Abstract
Conventional Convolutional Neural Networks (CNNs), which are realized in spatial domain, exhibit high computational complexity. This results in high resource utilization and memory usage and makes them unsuitable for implementation in resource and energy-constrained embedded systems. A promising approach for low-complexity and high-speed solution is to apply CNN modeled in the spectral domain. One of the main challenges in this approach is the design of activation functions. Some of the proposed solutions perform activation functions in spatial domain, necessitating multiple and computationally expensive spatial-spectral domain switching. On the other hand, recent work on spectral activation functions resulted in very computationally intensive solutions. This paper proposes a complex-valued activation function for spectral domain CNNs that only transmits input values that have positive-valued real or imaginary component. This activation function is computationally inexpensive in both forward and backward propagation and provides sufficient nonlinearity that ensures high classification accuracy. We apply this complex-valued activation function in a LeNet-5 architecture and achieve an accuracy gain of up to 7% for MNIST and 6% for Fashion MNIST dataset, while providing up to 79% and 85% faster inference times, respectively, over state-of-the-art activation functions for spectral domain.
Highlights
An artificial neural network (ANN) is based on a collection of connected nodes called neurons
We have developed a spectral domain Convolutional Neural Networks (CNNs) model for LeNet-5, where spatial convolution and pooling are replaced with point-wise product and spectral pooling and proposed complex-valued activation function is employed in place of sigmoid or Rectified Linear Unit (ReLU) activation functions in the original model
We have applied all these activation functions in our CNN model and tested them on the same MNIST and Fashion MNIST datasets so that a fair comparison can be made between this work and related previous works
Summary
An artificial neural network (ANN) is based on a collection of connected nodes called neurons.
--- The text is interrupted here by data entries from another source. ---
PR #3826, opened 2024-05-23
upgrade `gix` to v0.63

Byron:
It comes with various bugfixes and security improvements.
Admittedly, none of these are currently relevant for GitButler.

It's still a good idea to upgrade as `cargo deny` would have problems with older versions due to the security advisories that were published yesterday.

### Tasks

* [x] upgrade `gix`
* [x] better isolate tests against developer global options (uboot)
* [x] assure boolean query works as expected

### DIFF
--- a/Cargo.lock
+++ b/Cargo.lock
@@ -137,9 +137,9 @@ dependencies = [
 
 [[package]]
 name = "anstyle-wincon"
-version = "3.0.3"
+version = "3.0.2"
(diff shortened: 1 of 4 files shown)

ANNs must have an input layer, one or more hidden layers and an output layer. The output of each neuron is computed (activated) by some non-linear function of the sum of its inputs. It is highly desirable that the activation functions are non-linear and differentiable. The hidden layers should employ nonlinear activation functions so as to enable the network to learn complex relationships from the input data [1]. Through nonlinear activation functions an ANN can learn any nonlinear behavior, provided the network has enough neurons and layers [2]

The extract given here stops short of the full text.